TASK DETAILS =>
Your reply should hold exactly the lines from the one that contains "[WIP] Allow registering" through the end of the data. Repeat them word for word.

SUPPLIED MATERIAL =>
____
PR #4998, opened 2025-04-09
[WIP] Allow registering for all events in an event series

froggleston:
This PR constrains attendees to registering for all events in an event series if that series has the "bundle_event_series" meta_data tag set to "true". This is by no means optimal as it would be better to have an actual event setting to do this.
____
ANSWER TO THE PROBLEM =>
[WIP] Allow registering for all events in an event series

froggleston:
This PR constrains attendees to registering for all events in an event series if that series has the "bundle_event_series" meta_data tag set to "true". This is by no means optimal as it would be better to have an actual event setting to do this.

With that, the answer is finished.